Этот сад на покатом склоне, ближе к вечеру, когда под деревьями уже тень, а сами они — одно, другое, третье — еще горят, золотятся. Что тут заставляет меня снова задавать себе все тот же безответный вопрос?
Если я иногда настолько хорошо осознаю свои «догадки», то, может быть, дать себе законную свободу и не пытаться выразить их как можно лучше? Либо же на самом деле они могут только «сказаться», а «высказать» их не в моей власти, и они должны расчистить себе дорогу во мне помимо моего сознания?
Гигантский «Реквием» Верди, стоны и жалобы Джезуальдо [63] , финал «Lied von der Erde» [64] . Снова и снова думаешь об этих гигантских симфониях, которые делают Малера таким тяжеловесным.
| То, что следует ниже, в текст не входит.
PR #6431, opened 2024-01-12
[State transitions] not duplicate

Nil20:


packages/commons/src/fhir/index.ts
```diff
@@ -401,3 +401,29 @@ export function toHistoryResource<T extends Saved<Resource>>(resource: T) {
...
+              `Composition/${duplicateId}`)
+        )
+      })
+    composition.relatesTo = updatedRelatesTo
+    return composition
+  } else {
+    composition.relatesTo = []
+    return composition
+  }
+}
```
Zangetsu101, line 429: Is this function needed in more than one microservice? If not then we can just move it to where it's being used

packages/gateway/src/workflow/index.ts
```diff
@@ -223,6 +224,16 @@ export function certifyRegistration(
   )
 }
 
+export async function markNotAsDuplicate(id: string, authHeader: IAuthHeader) {
```
Zangetsu101, line 227:
```suggestion
export async function markNotADuplicate(id: string, authHeader: IAuthHeader) {
```

packages/workflow/src/config/routes.ts
```diff
@@ -111,6 +112,15 @@ export const getRoutes = () => {
         tags: ['api'],
         description: 'Unassign record endpoint'
       }
+    },
+    {
+      method: 'POST',
+      path: '/record/{id}/not-duplicate',
```
Zangetsu101, line 118:
```suggestion
      path: '/records/{id}/not-duplicate',
```
to keep the routes consistent

packages/workflow/src/records/search.ts
```diff
@@ -8,11 +8,19 @@
...
+  Resource,
+  SavedTask,
+  ValidRecord
+} from '@opencrvs/commons/types'
 import { SEARCH_URL } from '@workflow/constants'
 import fetch from 'node-fetch'
 
-export async function indexBundle(bundle: ValidRecord, authToken: string) {
+export async function indexBundle(
+  bundle: ValidRecord | Bundle<Resource>,
```
Zangetsu101, line 21: Could we keep note of the places that will need to be changed once search stops accepting task bundles?

Nil20:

К подобным масштабам тянешься, когда самому под силу лишь несколько нот на полях.
63
Карло Джезуальдо ди Веноза (ок. 1560–1613) — итальянский композитор.
64
Песня о земле (нем.) — оратория Густава Малера (1909).
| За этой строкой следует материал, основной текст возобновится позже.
PR #6441, opened 2024-01-17
fix issue : cannot read properties of null (reading 'label'

wilrona:
Image


naftis:
Tested this on my machine with `http://localhost:3020/?lang=testing` URL and not getting an error anymore. http://localhost:3020/?lang=fr and http://localhost:3020/?lang=en seem to be working though. Looks good to me!

naftis (approved):

rikukissa (approved):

Письмо Сезанна Виктору Шоке от 11 мая 1886 года, из Гарданны: «Небо, безграничность природы меня по-прежнему притягивают и дарят возможность наслаждаться, глядя на мир». Кажется, читаешь состарившегося Гёльдерлина.
октябрь
Шесть вечера. Бледная, как бы уже прозрачная луна. Абсолютная, почти невероятная неподвижность деревьев, куда ни глянешь. Мягкий воздух, легко и точно прорисованные горы, на земле в саду — огромный черно-красный костер из листьев, его дым, поднимающийся к другому, более плавному пламени каштанов. Пролетающие по прямой птицы. Редко случаются такие светлые, умиротворенные минуты.
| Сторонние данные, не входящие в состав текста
Issue #6419, opened 2024-01-10
Remove all PII from logs.


rikukissa:
### Description

Currently we have a lot of log items with PII:
```
"Notification service sendBirthRegistrationConfirmation calling sendSMS: {\"recipient\":{\"sms\":\"+237673479737\",\"email\":null},\"informantName\":\"zy x\",\"name\":\"asdfasdf\",\"trackingId\":\"x\",\"registrationNumber\":\"y z\",\"crvsOffice\":\"asdf\",\"registrationLocation\":\"xxx\"}"}
```

Log files are not secured or access restricted for PII storing purposes. What makes this even more critical is there are users' username and passwords printed in clear text in the notification service logs.

```
{"level":30,"time":1703148856148,"pid":28,"hostname":"1baf6d22804e","msg":"Username: <<REDACTED>>"}
{"level":30,"time":1703148856148,"pid":28,"hostname":"1baf6d22804e","msg":"Password: <<REDACTED>>"}
```

### Sources

- https://cheatsheetseries.owasp.org/cheatsheets/Logging_Cheat_Sheet.html

### Dev tasks

- [ ] Go through QA server logs and find places where we might be printing out PII
- [ ] Look at logger definitions in our codebase. Flag places where we might be printing out PII
- [ ] Replace PII with `<REDACTED>` or similar.
- [ ] Use pino's `redact` to remove
     - req.headers.x-forwarded-for
     - req.headers.x-real-ip
     - req.headers.authorization
     - req.removeAddress

naftis:
We need to understand what PII is, to be able to filter it out correctly. In the following examples, I will classify any data that can on its own be linked to an individual. In case the server logs leak, there is information that can and cannot be linked to a specific person.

Языки огня, среди этого покоя, кажутся явлениями другой природы, дырой в холсте… Взбалмошные, трескучие, неистовые.
ноябрь
Снег на вершине Ванту, далеко-далеко, вечерней порой, когда небо становится темно-синим, серым, почти черным и краски окрестностей тоже все темней и темней — коричневые, зеленые, черные; это далекое пятно словно зажженная лампа, нет, не лампа (опять я наталкиваюсь на невыразимое), лишь отсвет, пронзающий неизвестно чем, — так случается, когда птица вдруг приоткроет на лету светлый испод крыльев, вспыхнув, как зеркало под солнцем, или про такую белизну лучше сказать — под луной? Этот лунный проблеск, а вокруг — бесконечные земля и небо, темно-синие, иссера-синие, исчерна-синие, синие по-грозовому, сплошная темнота, приоткрывающая вдруг в сердцевине пятнышко снега.
февраль
Сон. В Транссибирском экспрессе, ночью, пересекая бескрайние, серые, затуманенные равнины и думая о смысле слова «Сибирь» (из-за всего, что знаешь, похожего на удар бича, на шквал ледяного ветра), о лагерях, о Мандельштаме, напротив молодой незнакомой женщины, которая будет ехать со мной до самого Китая. Слышу, она тихонько плачет. Говорит, что сама не знает почему. Возражает, когда я спрашиваю, может быть, это я виноват, может быть, я слишком стар для нее и она чувствует себя пленницей; выглядит искренней. И вот когда она встает у окна, я приоткрываю ворот ее блузки, словно хочу показать луне, в чьем туманном свете за стеклом проплывают леса и снега, красоту ее шеи, ее лица, и сбивчиво спрашиваю, за что ей дана такая красота, как она с ней живет, и за что, для чего дарит ее мне? Лицо у нее понемногу светлеет. Но ни один из нас не находит ответа.